Sauerkraut originated in Germany, right? Sauerkraut is most beneficial to your health because of it being made from cabbage, right? Well, these common assumptions are factual to a certain point. But, there is much more you can learn about sauerkraut.

Many interesting and unique facts exist in relation to this food surrounding its origin, history, recipe, health benefits, and other facts.

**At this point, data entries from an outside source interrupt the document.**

Issue #679, opened 2022-11-13
Change "Open Wallet" popup text


mmikeww:
**Is your feature request related to a problem? Please describe.**

When I use the menu for `File -> Open Wallet`, I get a popup saying "Opening wallet xxx...." with a progress bar. There is no other information. The progress bar just loops endlessly. I can of course close this popup by clicking the X normally. If I try to use the menu item again, I get the same popup and the same looping progress bar.

![image](https://user-images.githubusercontent.com/1900684/201532617-65bb175a-51df-4a9f-991b-d55740384c09.png)

Initially I thought this was a bug, and was in the process of submitting a bug report, until I checked `debug.log`. I shouldn't have to check a log file to understand whats happening. Inside I found these lines:

```
2022-11-13T16:24:26Z [specter3c64f804925fff38\mymultisig] Still rescanning. At block 752699. Progress=0.977750
2022-11-13T16:25:26Z [specter3c64f804925fff38\mymultisig] Still rescanning. At block 753057. Progress=0.978535
2022-11-13T16:26:26Z [specter3c64f804925fff38\mymultisig] Still rescanning. At block 753399. Progress=0.979322
2022-11-13T16:27:26Z [specter3c64f804925fff38\mymultisig] Still rescanning. At block 753844. Progress=0.980183

```

Waiting until this process completed allowed the wallet to open.

**Describe the solution you'd like**

I think the text on that popup window should be changed to be more descriptive for the user. The current text of "Opening wallet....." with nothing but a looping progress bar, initially led me to believe that the wallet file was corrupted or something. That maybe Core couldn't open it, and was just hung or looped. 

The text should be changed to something like "Syncing wallet with chain..." or however you want to word it, additionally with a progress bar that show's the actual percentage like is shown inside the log file.

katesalazar:
+ a "more details" button that once clicked shows:
  * the "At block #i" log lines
  * **and** the AddToWallet lines

pablomartin4btc:
This is kind of duplicated with #651, but I appreciate the level of details, I agree with the change of the title of the window + updating the progress bar with the actual progress to enhance accuracy but to avoid confusion as well.

Issue #651, opened 2022-08-09
Progress for opening wallet


fanquake:
While there is progress for importing private keys and rescanning, there is good reason to also add progress for wallet opening.
Now you need to look into debug.log and trace it for progress, so adding a progress bar for opening wallet (it is rescan in the end) would be a very nice feature.

Moved from: https://github.com/bitcoin/bitcoin/issues/25531.

PR #738, opened 2023-06-13
Add menu option to migrate a wallet

achow101:
GUI users need to be able to migrate wallets without going to the RPC console.

### DIFF
--- a/src/qt/walletcontroller.cpp
+++ b/src/qt/walletcontroller.cpp
@@ -432,3 +432,67 @@ void RestoreWalletActivity::finish()
 
     Q_EMIT finished();
 }
+
+void MigrateWalletActivity::migrate(WalletModel* wallet_model)
+{
+    // Warn the user about migration
+    QMessageBox box(m_parent_widget);
+    box.setWindowTitle(tr("Migrate wallet"));
+    box.setText(tr("Are you sure you wish to migrate the wallet <i>%1</i>?").arg(GUIUtil::HtmlEscape(wallet_model->getDisplayName())));
+    box.setInformativeText(tr("Migrating the wallet will convert this wallet to one or more descriptor wallets. A new wallet backup will need to be made.\n"
+                "If this wallet contains any watchonly scripts, a new wallet will be created which contains those watchonly scripts.\n"
+                "If this wallet contains any solvable but not watched scripts, a different and new wallet will be created which contains those scripts.\n\n"
+                "The migration process will create a backup of the wallet before migrating. This backup file will be named "
+                "<wallet name>-<timestamp>.legacy.bak and can be found in the directory for this wallet. In the event of "
+                "an incorrect migration, the backup can be restored with the \"Restore Wallet\" functionality."));
+    box.setStandardButtons(QMessageBox::Yes|QMessageBox::Cancel);
+    box.setDefaultButton(QMessageBox::Yes);
+    if (box.exec() != QMessageBox::Yes) return;
+
+    // Get the passphrase if it is encrypted regardless of it is locked or unlocked. We need the passphrase itself.
+    SecureString passphrase;
+    WalletModel::EncryptionStatus enc_status = wallet_model->getEncryptionStatus();
+    if (enc_status == WalletModel::EncryptionStatus::Locked || enc_status == WalletModel::EncryptionStatus::Unlocked) {
+        AskPassphraseDialog dlg(AskPassphraseDialog::Unlock, m_parent_widget, &passphrase);
+        dlg.setModel(wallet_model);
+        dlg.exec();
+    }
+
+    // GUI needs to remove the wallet so that it can actually be unloaded by migration
+    const std::string name = wallet_model->wallet().getWalletName();
+    m_wallet_controller->removeAndDeleteWallet(wallet_model);
+
+    showProgressDialog(tr("Migrate Wallet"), tr("Migrating Wallet <b>%1</b>…").arg(GUIUtil::HtmlEscape(name)));
+
+    QTimer::singleShot(0, worker(), [this, name, passphrase] {
+        auto res{node().walletLoader().migrateWallet(name, passphrase)};
+
+        if (res) {
+            m_success_message = tr("The wallet '%1' was migrated successfully.").arg(GUIUtil::HtmlEscape(res->wallet->getWalletName()));
+            if (res->watchonly_wallet_name) {
+                m_success_message += tr(" Watchonly scripts have been migrated to a new wallet named '%1'.").arg(GUIUtil::HtmlEscape(res->watchonly_wallet_name.value()));
+            }
+            if (res->solvables_wallet_name) {
+                m_success_message += tr(" Solvable but not watched scripts have been migrated to a new wallet named '%1'.").arg(GUIUtil::HtmlEscape(res->solvables_wallet_name.value()));
+            }
+            m_wallet_model = m_wallet_controller->getOrCreateWallet(std::move(res->wallet));
+        } else {
+            m_error_message = util::ErrorString(res);
+        }
+
+        QTimer::singleShot(0, this, &MigrateWalletActivity::finish);
+    });
+}
+
+void MigrateWalletActivity::finish()
+{
+    if (!m_error_message.empty()) {
+        QMessageBox::critical(m_parent_widget, tr("Migration failed"), QString::fromStdString(m_error_message.translated));
+    } else {
+        QMessageBox::information(m_parent_widget, tr("Migration Successful"), m_success_message);
+    }
+
+    if (m_wallet_model) Q_EMIT migrated(m_wallet_model);
+
+    Q_EMIT finished();
+}
--- a/src/wallet/interfaces.cpp
+++ b/src/wallet/interfaces.cpp
@@ -42,6 +42,7 @@ using interfaces::Wallet;
 using interfaces::WalletAddress;
 using interfaces::WalletBalances;
 using interfaces::WalletLoader;
+using interfaces::WalletMigrationResult;
 using interfaces::WalletOrderForm;
 using interfaces::WalletTx;
 using interfaces::WalletTxOut;
@@ -630,6 +631,18 @@ public:
         } else {
             return util::Error{error};
         }
+    }
+    util::Result<WalletMigrationResult> migrateWallet(const std::string& name, const SecureString& passphrase) override
+    {
+        auto res = wallet::MigrateLegacyToDescriptor(name, passphrase, m_context);
+        if (!res) return util::Error{util::ErrorString(res)};
+        WalletMigrationResult out{
+            .wallet = MakeWallet(m_context, res->wallet),
+            .watchonly_wallet_name = res->watchonly_wallet ? std::make_optional(res->watchonly_wallet->GetName()) : std::nullopt,
+            .solvables_wallet_name = res->solvables_wallet ? std::make_optional(res->solvables_wallet->GetName()) : std::nullopt,
+            .backup_path = res->backup_path,
+        };
+        return {std::move(out)}; // std::move to work around clang bug
     }
     std::string getWalletDir() override
     {
--- a/src/interfaces/wallet.h
+++ b/src/interfaces/wallet.h
@@ -50,6 +50,7 @@ struct WalletBalances;
 struct WalletTx;
 struct WalletTxOut;
 struct WalletTxStatus;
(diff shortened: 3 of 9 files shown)


src/wallet/interfaces.cpp
```diff
@@ -631,6 +632,18 @@ class WalletLoaderImpl : public WalletLoader
...
+    {
+        auto res = wallet::MigrateLegacyToDescriptor(name, passphrase, m_context);
+        if (!res) return util::Error{util::ErrorString(res)};
+        WalletMigrationResult out{
+            .wallet = MakeWallet(m_context, res->wallet),
+            .watchonly_wallet_name = res->watchonly_wallet ? std::make_optional(res->watchonly_wallet->GetName()) : std::nullopt,
+            .solvables_wallet_name = res->solvables_wallet ? std::make_optional(res->solvables_wallet->GetName()) : std::nullopt,
+            .backup_path = res->backup_path,
+        };
+        return out;
```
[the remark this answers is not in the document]
achow101: Done as suggested

hebasto:
Usually, we submit changes to non-`qt` subdirectory, i.e., the first commit of this PR, to the main repo, no?

hebasto:
> > Usually, we submit changes to non-qt subdirectory, i.e., the first commit of this PR, to the main repo, no?
> 
> I don't think this rule applies to interface changes that only affect the gui. Otherwise, it just seems like extra work for reviewers and authors to artificially rip stuff apart for no good reason, with the extra risk of ending up merging just one ripped-off half, but not the other?

I agree. It would be better to just document this case for further references.

hebasto:
Concept ACK.

hebasto:
cc @furszy @ryanofsky @S3RK

src/qt/walletcontroller.cpp
```diff
@@ -432,3 +432,67 @@ void RestoreWalletActivity::finish()
...
     Q_EMIT finished();
 }
+
+void MigrateWalletActivity::migrate(WalletModel* wallet_model)
+{
+    // Warn the user about migration
+    QMessageBox box(m_parent_widget);
+    box.setWindowTitle(tr("Migrate wallet"));
+    box.setText(tr("Are you sure you wish to migrate the wallet <i>%1</i>?").arg(GUIUtil::HtmlEscape(wallet_model->getDisplayName())));
+    box.setInformativeText(tr("Migrating the wallet will convert this wallet to a descriptor wallet. A new wallet backup will need to be made.\n"
```
S3RK, line 442: .. convert this wallet to **one or more descriptor wallets**

S3RK:
Concept ACK

Not qualified to review GUI code, but agree it's a good idea to show migration option in GUI.

src/qt/walletcontroller.cpp
achow101: Done as suggested.

kristapsk:
Concept ACK

src/qt/walletcontroller.cpp
```diff
@@ -432,3 +432,67 @@ void RestoreWalletActivity::finish()
...
 }
+
+void MigrateWalletActivity::migrate(WalletModel* wallet_model)
+{
+    // Warn the user about migration
+    QMessageBox box(m_parent_widget);
+    box.setWindowTitle(tr("Migrate wallet"));
+    box.setText(tr("Are you sure you wish to migrate the wallet <i>%1</i>?").arg(GUIUtil::HtmlEscape(wallet_model->getDisplayName())));
+    box.setInformativeText(tr("Migrating the wallet will convert this wallet to one or more descriptor wallets. A new wallet backup will need to be made.\n"
+                "If this wallet contains any watchonly those scripts, a new wallet will be created which contains those watchonly scripts.\n"
```
jarolrod, line 443: I do think this is quite wordy, and maybe more information than is needed. But, no need to reduce the amount of information here.

I know that for some users, they continue to use the Bitcoin Core GUI because their wallet was generated with it in some early version, and they are scared to use anything else but that. So, migrating can be a scary task.

When implementing this functionality for the gui-qml we'd probably make this less intimidating, perhaps as a wizard, and with more interaction/feedback with the process. CC @GBKS @mouxdesign

Screen Shot 2023-06-22 at 6 55 11 PM

src/qt/walletcontroller.cpp
```diff
@@ -432,3 +432,67 @@ void RestoreWalletActivity::finish()
...
+                "If this wallet contains any solvable but not watched scripts, a different new wallet will be created which contains those scripts.\n\n"
+                "The migration process will create a backup of the wallet before migrating. This backup file will be named "
+                "<wallet name>-<timestamp>.legacy.bak and can be found in the directory for this wallet. In the event of "
+                "an incorrect migration, the backup can be restored with the Restore Wallet functionality."));
```
jarolrod, line 447: maybe? for legibility.
```suggestion
                "an incorrect migration, the backup can be restored with the \"Restore Wallet\" functionality."));
```

src/qt/walletcontroller.cpp
```diff
@@ -432,3 +432,67 @@ void RestoreWalletActivity::finish()
...
+    box.setStandardButtons(QMessageBox::Yes|QMessageBox::Cancel);
+    box.setDefaultButton(QMessageBox::Yes);
+    if (box.exec() != QMessageBox::Yes) return;
+
+    // Get the passphrase if it is encrypted regardless of it is locked or unlocked. We need the passphrase itself.
+    SecureString passphrase;
+    WalletModel::EncryptionStatus enc_status = wallet_model->getEncryptionStatus();
```
jarolrod, line 454: This seems to always fail and the wallet gets removed, or am I the only one?

cc @johnny9 @promag

jarolrod (commented):
Concept ACK, important feature

src/qt/walletcontroller.cpp
johnny9: I am unable to migrate an encrypted wallet as well. The error message that appears for me is "Error: Wallet decryption failed, the wallet passphrase was not provided or was incorrect"

johnny9 (commented):
Concept ACK. Very useful feature.

Wallet migration doesn't work for me if I have a legacy sqlite wallet. Unsure if the assumption is that this only works with a bdb legacy wallet.

src/qt/walletcontroller.cpp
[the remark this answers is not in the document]
achow101: Done

src/qt/walletcontroller.cpp
```diff
@@ -432,3 +432,67 @@ void RestoreWalletActivity::finish()
...
+
+void MigrateWalletActivity::migrate(WalletModel* wallet_model)
+{
+    // Warn the user about migration
+    QMessageBox box(m_parent_widget);
+    box.setWindowTitle(tr("Migrate wallet"));
+    box.setText(tr("Are you sure you wish to migrate the wallet <i>%1</i>?").arg(GUIUtil::HtmlEscape(wallet_model->getDisplayName())));
+    box.setInformativeText(tr("Migrating the wallet will convert this wallet to one or more descriptor wallets. A new wallet backup will need to be made.\n"
+                "If this wallet contains any watchonly those scripts, a new wallet will be created which contains those watchonly scripts.\n"
+                "If this wallet contains any solvable but not watched scripts, a different new wallet will be created which contains those scripts.\n\n"
```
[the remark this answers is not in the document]
achow101: Done

src/qt/walletcontroller.cpp
achow101: Done

src/qt/walletcontroller.cpp
achow101: Fixed. Apparently `AskpassphraseDialog` didn't set `m_passphrase_out` for `Unlock`. I've added a commit to do that and migration of encrypted wallets now works.

D33r-Gee: this works now tested ACK on WSL Ubuntu 22.04

src/qt/walletcontroller.cpp
```diff
@@ -432,3 +432,67 @@ void RestoreWalletActivity::finish()
...
     Q_EMIT finished();
 }
+
+void MigrateWalletActivity::migrate(WalletModel* wallet_model)
+{
+    // Warn the user about migration
+    QMessageBox box(m_parent_widget);
+    box.setWindowTitle(tr("Migrate wallet"));
+    box.setText(tr("Are you sure you wish to migrate the wallet <i>%1</i>?").arg(GUIUtil::HtmlEscape(wallet_model->getDisplayName())));
+    box.setInformativeText(tr("Migrating the wallet will convert this wallet to one or more descriptor wallets. A new wallet backup will need to be made.\n"
```
jarolrod, line 442: Confirmed that all the new strings introduced here are nicely transferred over to be translated after running `make translate`

While not a blocker; the longer I look at this, the more I think it can be slimmed down. Will have another look tomorrow.

At least this is a chunky boy to translate, and will need a good translator comment:
```
<message>
        <location line="+1"/>
        <source>Migrating the wallet will convert this wallet to one or more descriptor wallets. A new wallet backup will need to be made.
If this wallet contains any watchonly scripts, a new wallet will be created which contains those watchonly scripts.
If this wallet contains any solvable but not watched scripts, a different and new wallet will be created which contains those scripts.

The migration process will create a backup of the wallet before migrating. This backup file will be named &lt;wallet name&gt;-&lt;timestamp&gt;.legacy.bak and can be found in the directory for this wallet. In the event of an incorrect migration, the backup can be restored with the &quot;Restore Wallet&quot; functionality.</source>
        <translation type="unfinished"></translation>
</message>
```

D33r-Gee (commented):
tested ACK on WSL Ubuntu 22.04
Migrated a few test wallets using the GUI on regtest, both encrypted and not-encrypted wallet yelled successful results.

jarolrod (approved):
ACK 48aae2cffeb91add75a70ac4d5075c38054452fa

This introduces the functionality as promised, works well, and didn't have any issues with legacy wallets + watch only addrs. 

Improving the text and it's translatability to can occur in a follow-up.

src/qt/walletcontroller.cpp
```diff
@@ -432,3 +432,67 @@ void RestoreWalletActivity::finish()
...
+        auto res{node().walletLoader().migrateWallet(name, passphrase)};
+
+        if (res) {
+            m_success_message = tr("The wallet '%1' was migrated successfully.").arg(GUIUtil::HtmlEscape(res->wallet->getWalletName()));
+            if (res->watchonly_wallet_name) {
+                m_success_message += tr(" Watchonly scripts have been migrated to a new wallet named '%1'.").arg(GUIUtil::HtmlEscape(res->watchonly_wallet_name.value()));
+            }
+            if (res->solvables_wallet_name) {
+                m_success_message += tr(" Solvable but not watched scripts have been migrated to a new wallet named '%1'.").arg(GUIUtil::HtmlEscape(res->solvables_wallet_name.value()));
+            }
```
pablomartin4btc, line 477: Perhaps we can refactor this piece a bit, maybe extracting the message building to other functions?

pablomartin4btc (commented):
tACK 48aae2cffeb91add75a70ac4d5075c38054452fa

Very nice feature. 

The menu option is disabled correctly if the selected wallet is not a Legacy one:

image

I had to `./configure --with-dbd` in order to create a Legacy wallet first:

image
Not related with this PR: Do I need to use an older version to make it "portable"? It's referring to the backup of a legacy wallet or the copy of the files?

And ofc this is something we already saw in previous versions of `bitcoin-qt` before the "Descriptor Wallet" became checked by default and disabled so user is forced to use descriptor instead of legacy wallets:

image

Once a Legacy wallet is selected we can see the new menu option "Migrate Wallet":

image

Regarding the long message, perhaps can be restructured a bit with some bullets points?

image

Perhaps as a follow-up we can show a proper progress being updated (we have already these open issues related with that: #651, #679):

image

It works as expected and I was able to restore the migrated wallet successfully.

image

One more detail I noticed is that the migration process ends up saving a `.bak` extension file, when I wanted to try the restore of it, I had to change that extension to `.dat`, otherwise it won't be seen by the open/ restore file dialog as there's only one type of file possible in the bottom right combo-box:
 
image

Should we add another type there or perhaps set the migrated file extension as `.dat` too? The filename itself is automatically defined, should we give the user the option to name it instead?

hebasto (approved):
ACK 48aae2cffeb91add75a70ac4d5075c38054452fa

The Origin and History of Sauerkraut

First, sauerkraut’s most popular name IS German, but it originated in China. Long before German “sour cabbage” was made in Germany the Chinese pickled shredded cabbage in rice wine. The same time as the Great Wall of China, there was a need for foods that could last well beyond the growing season. So, fermentation was born.

1000 years later, Genghis Khan and his men expanded their conquest to Eurasia, seizing land and crops, eliminating towns, and spreading deadly diseases. Historians believe that the Black Death of the 1300s came not directly from rats, but from the fleas that traveled with Mongol hordes. But those Mongols also brought sour cabbage to Europe.

Sauerkraut became a folk remedy In the 12th century, established by the Abbess Hildegard von Bingen. It improved digestion, purified blood and skin, and healed ulcers, inflammation, gout, headaches, and hangovers. So, as early as the 12th century, sauerkraut was an improvement to the human diet.

Further History Where Sauerkraut Improved Global Health
18th century explorers used sauerkraut to prevent scurvy during long sea voyages, bringing up to 25,000 pounds of the Vitamin-C rich ferment on voyages. Then, on General Lee’s way to Gettysburg, he demanded for his army 25 barrels of “Saur-Kraut.” During the American Civil War, the physician John Jay Terrell was able to successfully reduce the death rate from smallpox among prisoners of war from 90 percent to only 5 percent.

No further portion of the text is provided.